By Museu do Amanhã
Museu do Amanhã
The natural processes of the planet are being deeply modified by the impact of human action. Climate change, interference in the water cycle and an accelerated species extinction rate are some of the signs that we have become a geological force. Considering how this impact affects our own species is one of the great challenges of our time.
DAWN OF THE ANTHROPOCENE
Other light than the Sun’s attracted curious eyes from those being near the White Sands Missile Test Field in New Mexico (USA). The boom heard on that Monday, July 16, 1945 announced a change of path to humankind: the first test with the atomic bomb had been held there.

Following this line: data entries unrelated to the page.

PR #305, opened 2021-08-18
Enable tests for hydration on interface fields in nextgen

felipe-gdr:
As it turns out, no changes were required in Nextgen


gnawf (approved):
Nice

PR #311, opened 2021-09-03
Improve error handling

gnawf:
Surrounds all normal execution with try catch instead of just the query parsing (since we now have instrumentation that can "fail").

### DIFF
--- a/test/src/test/kotlin/graphql/nadel/tests/hooks/execution-is-aborted-when-begin-execute-completes-exceptionally-inside-cf.kt
+++ b/test/src/test/kotlin/graphql/nadel/tests/hooks/execution-is-aborted-when-begin-execute-completes-exceptionally-inside-cf.kt
@@ -28,7 +28,7 @@ import java.util.concurrent.CompletableFuture
 import java.util.concurrent.CompletableFuture.completedFuture
 
 @KeepHook
-class `execution-is-aborted-when-begin-execute-completes-exceptionally` : EngineTestHook {
+class `execution-is-aborted-when-begin-execute-completes-exceptionally-inside-cf` : EngineTestHook {
     var instrumentationParams: NadelInstrumentationExecuteOperationParameters? = null
     var resultBeforeFinalInstrumentation: ExecutionResult? = null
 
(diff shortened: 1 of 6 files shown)


test/src/test/kotlin/graphql/nadel/tests/hooks/execution-is-aborted-when-begin-execute-completes-exceptionally-inside-cf.kt
```diff
@@ -0,0 +1,94 @@
...
+    var instrumentationParams: NadelInstrumentationExecuteOperationParameters? = null
+    var resultBeforeFinalInstrumentation: ExecutionResult? = null
+
+    override fun makeNadel(engineType: NadelEngineType, builder: Nadel.Builder): Nadel.Builder {
+        return builder
+            .instrumentation(object : NadelInstrumentation {
+                override fun createState(parameters: NadelInstrumentationCreateStateParameters): InstrumentationState {
+                    return object : InstrumentationState {
+                        override fun toString(): String {
+                            return "so-annoying"
```
felipe-gdr, line 41: hm, why is this annoying?

test/src/test/resources/fixtures/instrumentation/execution-is-aborted-when-begin-execute-completes-exceptionally-inside-cf.yml
```diff
@@ -0,0 +1,66 @@
...
+        hello: World
+      }
+      type World {
+        id: ID
+        name: String
+      }
+      type Mutation {
+        hello: String
+      }
+      type Subscription {
```
felipe-gdr, line 18: this `Subscription` type doesn't seem to be relevant to test and can be a bit distracting.

felipe-gdr (dismissed):

test/src/test/kotlin/graphql/nadel/tests/hooks/execution-is-aborted-when-begin-execute-completes-exceptionally-inside-cf.kt
gnawf: Ah it's a copy paste from very similar test, I think I had issues with assertions when I was writing the test.

test/src/test/resources/fixtures/instrumentation/execution-is-aborted-when-begin-execute-completes-exceptionally-inside-cf.yml
gnawf: Ah yea, it's a copy paste from another test. I'll remove it.

felipe-gdr (approved):

PR #312, opened 2021-09-03
Fix potential collisions caused by artificial field names

gnawf:


engine-nextgen/src/main/kotlin/graphql/nadel/enginekt/transform/artificial/NadelAliasHelper.kt
```diff
@@ -76,7 +76,7 @@ class NadelAliasHelper private constructor(private val alias: String) {
     companion object {
         fun forField(tag: String, field: ExecutableNormalizedField): NadelAliasHelper {
             // TODO: detect when not in test environment and provide UUID or similar
-            return NadelAliasHelper("${tag}__${field.name}")
+            return NadelAliasHelper("${tag}__${field.resultKey}")
```
gnawf, line 79: This change kinda shows how little tests we have where we combine aliases with transforms. We should add some more. I'll create a ticket for that.

felipe-gdr (approved):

Soon after, on August 9, the same plutonium used in White Sands would kill over 60 thousand people in the Japanese city of Nagasaki.
Atomic explosion - Operation Cue (1955) by Federal Civil Defense Administration USAMuseu do Amanhã
The effects of nuclear bombs are devastating even to objects at a long distance. Here, a test made in the state of Nevada, USA, in 1955 (Video: Federal Civil Defense Administration USA)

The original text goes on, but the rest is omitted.